Relevance. It is known that in traumatic brain injury (TBI), the activity of the central cholinergic systems (CChS) is inhibited, the release of acetylcholine and the expression of cholinergic receptors decrease. The restoration of cholinoreactivity is an urgent area of research and a possible therapeutic direction.
Objective – to determine the effect of CChS activation on mortality, neurological disorders, and the activity of the pituitary-corticoadrenal system (PCAS) in the acute period of TBI.
Material and methods. TBI was simulated with a free load’s fall on a fixed animal head. To activate the CChS, rats were injected with choline alfoscerate (gliatilin, 6 mg/kg) before the injury, physiological saline was injected in the control group. Neurological deficits were assessed using the 100-point Todd scale. In blood plasma, 3, 24, 48, and 72 hours after injury, the content of adrenocorticotropic hormone and corticosterone was determined by the enzyme immunoassay method (DSL; USA). The results were statistically processed using the SPSS 11.0, MedStat, MedCalc software.
Results. Mortality in the control group was 25.0%, in the group with activation of the CChS there were no lethal cases (p<0.05). The neurological deficit in the group with CChS activation was significantly less pronounced compared to the control at all periods of observation. The hormone content had a similar dynamics: it reached a maximum after 24 hours and recovered after 72 hours, however, upon activation of the CChS, the increase was 1.4-1.5 times less (p<0.05).

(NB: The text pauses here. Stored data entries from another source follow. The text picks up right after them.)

PR #628, opened 2026-01-28
Replace lagrange interpolator with barycentric lagrange interpolator

### LINKED ISSUE #612: [BUG]: Doppler residuals (IFMS files) depend on ephemeris setup (time-limited bodies + interpolated SPICE)
### Describe the issue:

When running a Doppler residual analysis with Doppler measurements from **IFMS** files, the resulting residuals are influenced by the choice of ephemerides used for the bodies (e.g. `environment_setup.direct_spice()`, `environment_setup.interpolated_spice()`, or `environment_setup.get_default_body_settings_time_limited()`).

In my case (Rosetta spacecraft), the Doppler residuals show an unexpected **"layered" structure** when using **time-limited body settings** and **interpolated SPICE**. The expected/correct residual behavior is achieved when using **default bodies (without time-limit)** and **direct SPICE**.

Image
Image

Comparison script:
https://github.com/Markus-Reichel/rosetta/blob/8f0566875165cf4de76cc43f89b5edb84fca6fde/doppler_data_analysis/rosetta_residuals/ephemerides_setup_comparison.py

### Case 1 — unexpected residuals
- Default bodies initialized with `environment_setup.get_default_body_settings_time_limited()`  
  https://github.com/Markus-Reichel/rosetta/blob/8f0566875165cf4de76cc43f89b5edb84fca6fde/doppler_data_analysis/rosetta_residuals/ephemerides_setup_comparison.py#L189C5-L196C28
- Ephemerides set to `environment_setup.interpolated_spice()` for:
  - Rosetta:  
    https://github.com/Markus-Reichel/rosetta/blob/8f0566875165cf4de76cc43f89b5edb84fca6fde/doppler_data_analysis/rosetta_residuals/ephemerides_setup_comparison.py#L262C5-L269C46
  - 67P:  
    https://github.com/Markus-Reichel/rosetta/blob/8f0566875165cf4de76cc43f89b5edb84fca6fde/doppler_data_analysis/rosetta_residuals/ephemerides_setup_comparison.py#L226C5-L233C40

**Result:** residuals show the “layered” structure (unexpected).

### Case 2 — expected/correct residuals
- Default bodies initialized with `environment_setup.get_default_body_settings()`  
  https://github.com/Markus-Reichel/rosetta/blob/8f0566875165cf4de76cc43f89b5edb84fca6fde/doppler_data_analysis/rosetta_residuals/ephemerides_setup_comparison.py#L199C8-L203C10
- Ephemerides set to `environment_setup.direct_spice()` for:
  - Rosetta:  
    https://github.com/Markus-Reichel/rosetta/blob/8f0566875165cf4de76cc43f89b5edb84fca6fde/doppler_data_analysis/rosetta_residuals/ephemerides_setup_comparison.py#L272C9-L276C10
  - 67P:  
    https://github.com/Markus-Reichel/rosetta/blob/8f0566875165cf4de76cc43f89b5edb84fca6fde/doppler_data_analysis/rosetta_residuals/ephemerides_setup_comparison.py#L251C5-L255C6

Thus, the use of choline alfoscerate for modeling the CChS activity led to a decrease in mortality and neurological deficit in the acute period of TBI, which was accompanied by a stabilizing PCAS function.
Conclusion. The important role of CChS in the implementation of post-traumatic stress reaction of PCAS, as well as the possibility of its pharmacological correction with choline alfoscerate, was established.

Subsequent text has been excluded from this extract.